The observed pattern of a simultaneously increase and decrease of grip force with load during continuous arm movements with a hand-held object is consistent with previous studies (Flanagan et al. 1993; Flanagan and Tresilian 1994; Flanagan and Wing 1995). This close temporal coupling between grip and load force profiles implies an anticipatory modulation of grip force with changes in load. Flanagan and Wing (1997) suggested that feedforward control is based on an internal forward model, which predicts the physical consequences of our actions enabling a synchronous anticipation of self-produced loads. The coordination of grip and load force involves both a feedforward control and a feedback mechanism, whereas the latter is important to adapt the predictions to the actual requirements (Flanagan and Johansson 2002; Kawato et al. 2003). The present study suggested feedforward predictions to be uninfluenced by time-of-day effects, which is in line with previous findings of a robust anticipatory grip force control regardless of changes in environmental conditions (Hermsdörfer et al. 2000) or sensory impairments (Hermsdörfer et al. 2003; Nowak and Hermsdörfer 2003). However, since the null results are based on relatively low number of subjects in two of the analyses, the notion of a maintained coupling between grip and load force has to be considered with care.

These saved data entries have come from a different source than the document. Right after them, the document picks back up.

PR #1838, opened 2016-07-25
Optimize make dojo

ylavoie:
Save last compiled Dojo, Dijit & lsmb in a tar file. Use it instead of recompiling on next invocation is git reports identical SHAs.

### DIFF
--- a/.travis.yml
+++ b/.travis.yml
@@ -73,7 +73,7 @@ matrix:
             - nginx
 
 before_cache:
-  - mkdir $HOME/dojo_archive 2>/dev/null
+  - mkdir -p $HOME/dojo_archive
 
 cache:
   directories:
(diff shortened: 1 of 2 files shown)


.travis.yml
```diff
@@ -72,10 +72,14 @@ matrix:
           packages:
             - nginx
 
+before_cache:
+  - mkdir $HOME/dojo_archive 2>/dev/null
```
sbts: rather than redirecting std err to /dev/null I'd prefer to see 
```bash
mkdir -p $HOME/dojo_archive
```
That way the mkdir is silent if the dir already exists or is successfully created, but if the creation fails we will see any errors

sbts:
As per Line comments A change to the mkdir is probably advisable

PR #1850, opened 2016-07-25
1.4 New COA file for New Zealand, contributed by kiwi (irc/matrix)

sbts:


einhverfr:
Waiting until I can merge both this and master.  Recommend same changes to both for easier mainteance (silence critic and then bring over the commits)

PR #1854, opened 2016-07-26
This is a lot of work but fixes #1852

### LINKED ISSUE #1852: Danish characters Å and å improperly escaped
These are escaped as \RA and \ra instead of \AA and \aa.

Unsure why.  the LaTeX::Encode seems correct.

einhverfr:


einhverfr:
Recommend switching to LaTeX::Encode for 1.6

PR #1894, opened 2016-07-29
Fixing account closing before transactions are entered

einhverfr:


sql/modules/EndOfYear.sql
```diff
@@ -55,7 +55,8 @@ BEGIN
                 from account_checkpoint
                 WHERE end_date = cp_date
                 ) cp on (a.chart_id = cp.account_id)
-        group by COALESCE(a.chart_id, cp.account_id);
+        RIGHT JOIN account ON account.id = a.chart_id or account.id = cp.account_id
+        group by COALESCE(a.chart_id, cp.account_id), account.id;
```
ehuelsmann: @einhverfr souldn't this line become:

```sql
   GROUP BY account.id
```
?

A variant of it is what I had to do on master-mc to make this function work.

PR #2869, opened 2017-06-05
* No logging on Travis CI

ehuelsmann:
Logging pollutes the test logs and potentially obscures problems


ehuelsmann:
Does not do what it needs to.

PR #2878, opened 2017-06-06
Fix entity table primary key

nick-prater:
The existing entity table primary key serves no purpose. It is keyed on
(control_code, entity_class), but there is already another UNIQUE constraint
on control_code.

This patch drops the current primary key, creating a new primary key on "id".

Discussed here:
https://matrix.to/#/!qyoLumPqusaXqFJNyK:matrix.org/$14961375623951384kSlUP:matrix.org
https://matrix.to/#/!qyoLumPqusaXqFJNyK:matrix.org/$14961411943985499EYfHE:matrix.org


ehuelsmann:
Thanks for the thorough review of the schema!

PR #2905, opened 2017-06-11
Fix menu pane header. Add tests for new menu header

ylavoie:


UI/css/ledgersmb.css
```diff
@@ -73,11 +73,15 @@ table.warning {
     border: 0;
 }
 
-#company_info, #version_info, #login_info {
+#version_info {
    font-weight: bold;
    font-size: 9pt;
 }
 
+#company_info, #login_info {
```
ehuelsmann: If these elements are also styled in 'expanded.css', shouldn't this be moved to there as well?

UI/menu/expanding.css
```diff
@@ -8,3 +8,28 @@ li.menu_closed > ul {
...
 }
+
+#version_info {
+    text-align: center;
+}
+
+.header_table {
+    margin-left: auto;
+    margin-right: auto;
+    border=none; border-height=0; padding-top=0; padding-bottom=0; margin-top=0; margin-bottom=0;
```
ehuelsmann: This is invalid CSS syntax, as far as I know. CSS uses a colon, not an equation sign.

xt/66-cucumber/11-ar/step_definitions/pageobject_steps.pl
```diff
@@ -19,9 +19,6 @@
 use Test::BDD::Cucumber::StepFile;
 
 
-use Data::Dumper;
-
-
```
ehuelsmann: Even though Data::Dumper should probably not be there, it should be PR-ed in a separate PR. (11-ar has really nothing to do with this PR...)

xt/lib/PageObject/App/Menu.pm
```diff
@@ -76,14 +76,14 @@ my %menu_path_pageobject_map = (
...
     my ($self) = @_;
 
-    my @logged_in_found =
-        $self->find_all('*contains', text => "Logged in as");
-    my @logged_into_found =
-        $self->find_all('*contains', text => "Logged into");
+    my @logged_in_company =
+        $self->find_all("//*[\@id='company_info' and string-length(normalize-space(text())) > 0]");
+    my @logged_in_login =
+        $self->find_all("//*[\@id='login_info' and string-length(normalize-space(text())) > 0]");
```
ehuelsmann: Why do you stop checking the exact text? If there's an important reason to do that, it probably deserves mention in the log message. If there's not, I'd prefer we stick to checking that the screen has *exactly* the desired text.

xt/66-cucumber/11-ar/step_definitions/pageobject_steps.pl
ylavoie: Left over from other issue. Removing

UI/menu/expanding.css
ylavoie: Indeed.

xt/lib/PageObject/App/Menu.pm
ylavoie: Moving to trim in the server instead

UI/css/ledgersmb.css
ylavoie: Your call. They need to be in one place. I just fixed the layout but kept the actual distribution. This should be addressed in another PR.

ehuelsmann: Don't quite understand the "kept distribution" part: there's a #version_info in expanding too

ylavoie: It is duplicated in many places, see https://github.com/ledgersmb/LedgerSMB/search?utf8=%E2%9C%93&q=version_info&type=
This should be addressed in another PR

In conclusion, during spontaneous movements with a hand-held object, the level of grip force and the acceleration of arm movement changed with time-of-day. In particular in the morning, while the body re-activates after the night’s sleep, grip force changes particularly obvious and independent of physical demands given by acceleration. However, time-of-day did not influence the predictive temporal coupling between grip and load force profiles evidenced by a high similarity and synchronicity of the two force profiles over time.